# Finder Layout



## throdne (May 14, 2006)

Hello,

I wanted to know how to keep my finder view setting the same in every directory. when i press cm+j i get this menu and i change the setting to these.










But whenever I go into another directory the setting are not carried over. like this...










How would I be able to set these setting globally?

Thanks,
Throdne


----------



## Headrush (Feb 9, 2005)

In the Get Info box, if you change the Arrange By and Sort By option, click the save as defaults button at bottom.

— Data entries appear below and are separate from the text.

PR #261, opened 2023-08-28
Added MoS2 monolayer waveguide notebook and associated files

tomflexcompute:
This is the monolayer MoS2 waveguide notebook inspired by a recent Science paper. There will be an author interview after this notebook is published on our website.


e-g-melo (approved):
Hi Tom! Very nice the notebook! In addition to the novelty presented by the paper, it will be useful to illustrate the usage of the new FastDispersionFitter and the Medium2D.

I have only some minor comments on it:
1- add a space between "Science381"
2 - "Our simulations confirmed that The real part" -> "Our simulations confirmed that the real part"
3 - I suggest to mention something like "We have used the FastDispersionFitter and Medium2D features to model the WoS2 material" at introduction, so users can easily find this notebook when looking for how to use these features.
4 - Is not `weights=(1,1)` in cell [2] the default value?
5 - Is the only purpose of coupling the light to free-space at waveguide end to show it has been guided through MoS2? Or is that an edge coupler?
6 - I don't have access to the paper. Is it only based on simulations or it also include experimental measurements?
7 - Is there any comments or comparisons to other materials regarding waveguide propagation losses?

tomflexcompute:
> 

Thanks @e-g-melo for the quick review and great suggestions! 

1. Fixed.
2. Fixed.
3. Added in the introduction. 
4. Indeed `weights=(1,1)` is the default value. Here it's more for showing that it can be tuned but since the n and k are the same order already, we don't need to manipulate the weights. I've added comments on this to make it more clear. 
5. In the paper I think they only demonstrate the guiding. It has not been demonstrated to be integrated with other photonic devices, which might be their next research direction. 
6. The paper is primarily an experimental paper actually. They did measure the propagation loss, which matches up pretty nicely with our k_eff.
7. Comments on using other 2D materials as waveguides and potentially more sophisticated devices have been added at the end of the notebook.

momchil-flex:
Should this be merged in 2.4 rather than develop?

tomflexcompute:
> Should this be merged in 2.4 rather than develop?

It seems to me that it's ok to merge to develop (and then to latest) since FastDispersionFitter is already available in the latest version?

momchil-flex:
No, fast dispersion fitter is only available in the 2.4 pre-releases. `latest` points to our latest docs referring to our latest official release (2.3.3) while `stable` points to the docs that were built whenever that release was published. Pre-release docs are built from the pre branches.

tomflexcompute:
> No, fast dispersion fitter is only available in the 2.4 pre-releases. `latest` points to our latest docs referring to our latest official release (2.3.3) while `stable` points to the docs that were built whenever that release was published. Pre-release docs are built from the pre branches.

Maybe I didn't understand it correctly. In this case, the latest is actually behind 2.4.0rc2? Then indeed it should be merged into 2.4.

momchil-flex:
Basically:
- We release e.g. 2.3.3. We make a v2.3.3 tag on tidy3d-docs. This is what `stable` will point to until there's a new tag that's not a pre-release, e.g. 2.4.0. We also merge this in `latest`.
- Before our next stable release, we may want to keep making changes to the 2.3.3 docs, like typos, new notebooks, ... These get merged in develop and from there in `latest` branch, where they automatically appear under the `latest` tag in the docs, which is the default landing page.
- Meanwhile we are working on pre-releases. We release 2.4.0rc1. This gets its own tag and can only be accessed through that tag in the docs page. 2.4 doesn't go in latest until it is official and not pre-release.

Right @tylerflex ?

P. S. Now the PR needs rebase. You could try `git rebase -Xours pre/2.4`. `Xours` in a rebase means resolve conflicts in favor of `pre/2.4`.

tylerflex:
yea that seems right to me based on what we discussed.

tomflexcompute:
> Basically:
> 
> * We release e.g. 2.3.3. We make a v2.3.3 tag on tidy3d-docs. This is what `stable` will point to until there's a new tag that's not a pre-release, e.g. 2.4.0. We also merge this in `latest`.
> * Before our next stable release, we may want to keep making changes to the 2.3.3 docs, like typos, new notebooks, ... These get merged in develop and from there in `latest` branch, where they automatically appear under the `latest` tag in the docs, which is the default landing page.
> * Meanwhile we are working on pre-releases. We release 2.4.0rc1. This gets its own tag and can only be accessed through that tag in the docs page. 2.4 doesn't go in latest until it is official and not pre-release.
> 
> Right @tylerflex ?
> 
> P. S. Now the PR needs rebase. You could try `git rebase -Xours pre/2.4`. `Xours` in a rebase means resolve conflicts in favor of `pre/2.4`.

ok sounds good. Should be fine now.

momchil-flex:
Something is still wrong, it's trying to merge 15 commits and too many files.

If rebasing to 2.4 doesn't work well, you might have to branch off of 2.4 and checkout only the files you have modified...

tomflexcompute:
> 

I think it's just bringing some recent differences from develop to pre2.4. But ok let me branch out pre2.4 directly to avoid any issues.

Now change them to Arrange by Kind, and sort by Name, clicking Use As Defaults again, does the change "stick" now?


----------



## throdne (May 14, 2006)

I am unsure where you see this in get info box. maybe I have the wrong box open. 
and whenever I change the value in "arrange by:" "use as default" is greyed out on all of the options.










Throdne


----------



## Headrush (Feb 9, 2005)

throdne said:


> I am unsure where you see this in get info box. maybe I have the wrong box open.
> and whenever I change the value in "arrange by:" "use as default" is greyed out on all of the options.
> Throdne


Sorry, when I said Get Info window I was referring to the middle window in your picture.
(The one you get when hitting CMD+"J")

Have you changed the default permissions on files in your user directory?
Looking at your Get Info file access attributes, your permissions look different than the default settings and this could be causing an issue.


----------



## throdne (May 14, 2006)

I have not, but that doesn't mean that they haven't changed. I have ran repair disk under disk utility many time maybe that did something to the parmissions. Anyways, what are they suppost to be at, I'll change them back and see if that works. Any other ideas on why this isn't work correctly?

Thanks for your help,
Throdne


----------



## Headrush (Feb 9, 2005)

I would try deleting the Finder preference file first, log out and back in.
(You will have to reset your Finder Settings.)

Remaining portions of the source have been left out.